A variação das características físicas do livro didático é limitada em termos de formato, tipo de papel e aplicação de recursos gráficos, devido a várias questões, inclusive do custo. Contudo, a comunicação visual deveria apostar na criatividade, mas infelizmente não é o que se percebe geralmente. Alguns títulos são pouco estimulantes em relação ao seu aspecto gráfico. Se o visual for comparado com alguns livros de histórias, o livro didático torna-se desinteressante. Um fato a ressaltar é que, quando pequena, a criança lida com o livro como se fosse mais um brinquedo. Entretanto, com o passar do tempo, a criança percebe que o livro vai se modificando no formato, corpo de letra, números de páginas, quantidade de texto, entre outros. O aspecto lúdico, muitas vezes, vai se perdendo e, com isso, o prazer da interação criança e objeto, principalmente ao entrar para

a escola. Ele sai dos horários de lazer e passa a ser visto como uma obrigação, maçante muitas vezes. O que não necessariamente deveria ser assim.

Em relação à aprendizagem com o livro didático, pode-se pensar sobre o conceito de zona de desenvolvimento proximal e ampliá-lo, dado que seu foco são as transações sociais. Zanella (2007) esclarece que Vygotsky não deixou especificado que modos de auxílio social os professores deveriam oferecer às crianças e que constituiriam ativadores da zona de desenvolvimento proximal. O autor menciona “colaboração e orientação, bem como o fornecimento de assistência às crianças via demonstração, questões norteadoras e introdução dos elementos iniciais de solução da tarefa” (Ibid., p.112). O livro didático como um todo pode constituir-se em um ativador da zona de desenvolvimento proximal para a criança, pois termina operando como um espaço mediador, o ‘outro’ que possui mais conhecimento. Nessa relação que se constitui, entram em jogo questões afetivas, onde a comunicação visual pode influenciar, e de confiança nas informações contidas no livro. O aluno, quando usa seu livro didático em grupo, na escola ou sozinho em casa, para solucionar dúvidas ou compreender um conteúdo, está interagindo, se apropriando e internalizando significados socialmente produzidos. Deste modo, a zona de desenvolvimento proximal pode ser caracterizada também pelo “sujeito envolvido em atividade colaborativa num contexto social específico” (Ibid., p.115).

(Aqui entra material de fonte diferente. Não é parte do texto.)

Issue #793, opened 2018-08-18
Remove support for the `universe` command and related APIs


krader1961:
The concept of an OS "universe" dates back four decades to the 1980's when the AT&T and BSD implementations of UNIX were battling for dominance. Many vendors, such as Sequent Computer Systems and Sun Microsystems, naturally did not want to alienate any customers who preferred a particular flavor of UNIX. So they complicated their operating systems by adding the concept of a "universe". That is, a mode of behavior where both commands and APIs would behave like AT&T or BSD UNIX. You could change the behavior by changing the current "universe". This is reflected in the `ksh` implementation via symbols like `_cmd_universe`.

The cheap and easy availability of mechanisms like virtual machines and containers has made the concept of an OS "universe" irrelevant. Too, we're not even doing features tests for things like whether a `universe` command is available on the platform. Removing "universe" support is technically a non-backward compatible change. However it should be safe to do so since any environment that still requires explicit universe support by ksh is unlikely to ever include a `ksh` after the 93u+ code freeze back in the year 2012. The probability is so close to zero it's not worth measuring. And if they decide to do so it should be with the understanding that `ksh` no longer has any special support for the universe mechanism.

krader1961:
Not surprisingly there is a [Wikipedia article](https://en.wikipedia.org/wiki/Unix_wars) about the UNIX standards war that began in the 1980's.

Note: I worked for Sequent Computer Systems then IBM during the period being discussed. I supported both Sequent's DYNIX/3 (which favored BSD over AT&T) and DYNIX/ptx (which favored AT&T SysV over BSD). I am probably more intimately familiar with this issue than anyone else currently contributing to the maintenance of `ksh`. And I say good riddance to a feature which, like ISO-8859, caused more problems than it solved.

krader1961:
This [mailing list message](http://article.gmane.org/gmane.comp.standards.posix.austin.general/12525) by @ stephane-chazelas is relevant to this issue. That's because removing universe support may affect the default behavior of the `echo` command.

krader1961:
All "universe" support has been removed with the exception of the magic $PATH parsing for */xpg*, */bsd*, or */ucb* to select att or bsd emulation of the `echo` command.

PR #794, opened 2018-08-18
Remove symbol `_cmd_universe`

krader1961:
Related #793


siteshwar:
LGTM. I had not heard of universes until I started working on this project. This change should not affect any new operating systems that we care to support.

PR #795, opened 2018-08-18
Switch to semantic version numbering

siteshwar:
We have agreed to switch to semantic version numbering for next version
of ksh. This commit maintain backward compatibility with previous
versions of ksh by multiplying translated version number by 100 while
using version number in arithmetic context.


siteshwar:
I made a mistake while translating version string to number and need to redo this commit.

Aprofundar a questão da mediação que a comunicação visual do livro promove levanta pontos como a apresentação do conteúdo de forma criativa, organizada e interessante, o estímulo ao estudo e a compreensão do conteúdo. A criança pode adquirir assim, de maneira mais satisfatória e principalmente prazerosa, os conhecimentos escolares, facilitando a construção do conhecimento e ampliando o potencial pedagógico do livro. Pode-se referir, então, que o livro didático é um mediador pedagógico para a criança na escola. Na obra de Vygotsky a mediação é um processo que permeia seu aporte sobre desenvolvimento e aprendizagem. Não se trata de um conceito, mas de um processo que também possibilita a internalização. Retomando Martins (2005) mediar é também proporcionar acesso.